REQUIRED WORK ->
Look through the data below for the line with "Found by Comrade" and the line with "the file's end.", then output those two and all lines in between, exactly as written.

DATASET CONTENT ->
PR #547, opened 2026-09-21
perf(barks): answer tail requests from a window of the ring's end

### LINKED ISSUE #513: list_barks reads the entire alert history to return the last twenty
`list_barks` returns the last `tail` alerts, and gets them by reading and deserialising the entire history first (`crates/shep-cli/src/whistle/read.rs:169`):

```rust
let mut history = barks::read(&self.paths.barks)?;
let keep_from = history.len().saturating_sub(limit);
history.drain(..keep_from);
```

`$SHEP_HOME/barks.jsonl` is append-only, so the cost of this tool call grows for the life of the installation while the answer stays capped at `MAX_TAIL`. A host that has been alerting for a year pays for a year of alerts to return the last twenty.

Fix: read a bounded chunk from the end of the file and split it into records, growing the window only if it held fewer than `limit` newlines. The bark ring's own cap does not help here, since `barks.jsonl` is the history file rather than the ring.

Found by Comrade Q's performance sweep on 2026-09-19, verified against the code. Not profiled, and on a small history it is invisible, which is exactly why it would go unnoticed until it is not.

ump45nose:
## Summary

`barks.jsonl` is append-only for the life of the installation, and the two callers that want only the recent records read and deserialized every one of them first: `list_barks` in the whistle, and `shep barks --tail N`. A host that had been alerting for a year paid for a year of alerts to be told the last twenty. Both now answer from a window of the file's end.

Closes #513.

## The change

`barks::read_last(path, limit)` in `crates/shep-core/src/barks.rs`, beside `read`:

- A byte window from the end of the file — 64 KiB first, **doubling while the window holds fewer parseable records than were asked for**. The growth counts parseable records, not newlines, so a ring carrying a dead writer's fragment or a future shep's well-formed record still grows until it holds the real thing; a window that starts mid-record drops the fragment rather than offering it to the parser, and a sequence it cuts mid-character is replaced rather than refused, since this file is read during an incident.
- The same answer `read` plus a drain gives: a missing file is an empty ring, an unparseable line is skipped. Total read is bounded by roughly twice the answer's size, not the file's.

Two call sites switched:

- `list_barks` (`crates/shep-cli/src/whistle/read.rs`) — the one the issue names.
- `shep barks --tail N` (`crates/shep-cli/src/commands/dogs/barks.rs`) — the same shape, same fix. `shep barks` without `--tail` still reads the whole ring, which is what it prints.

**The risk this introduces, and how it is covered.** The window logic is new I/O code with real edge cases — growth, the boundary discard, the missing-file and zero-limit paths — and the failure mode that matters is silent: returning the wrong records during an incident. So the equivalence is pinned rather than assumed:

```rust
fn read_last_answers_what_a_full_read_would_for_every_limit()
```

SOLUTION TO THE PROBLEM ->
Found by Comrade Q's performance sweep on 2026-09-19, verified against the code. Not profiled, and on a small history it is invisible, which is exactly why it would go unnoticed until it is not.

ump45nose:
## Summary

`barks.jsonl` is append-only for the life of the installation, and the two callers that want only the recent records read and deserialized every one of them first: `list_barks` in the whistle, and `shep barks --tail N`. A host that had been alerting for a year paid for a year of alerts to be told the last twenty. Both now answer from a window of the file's end.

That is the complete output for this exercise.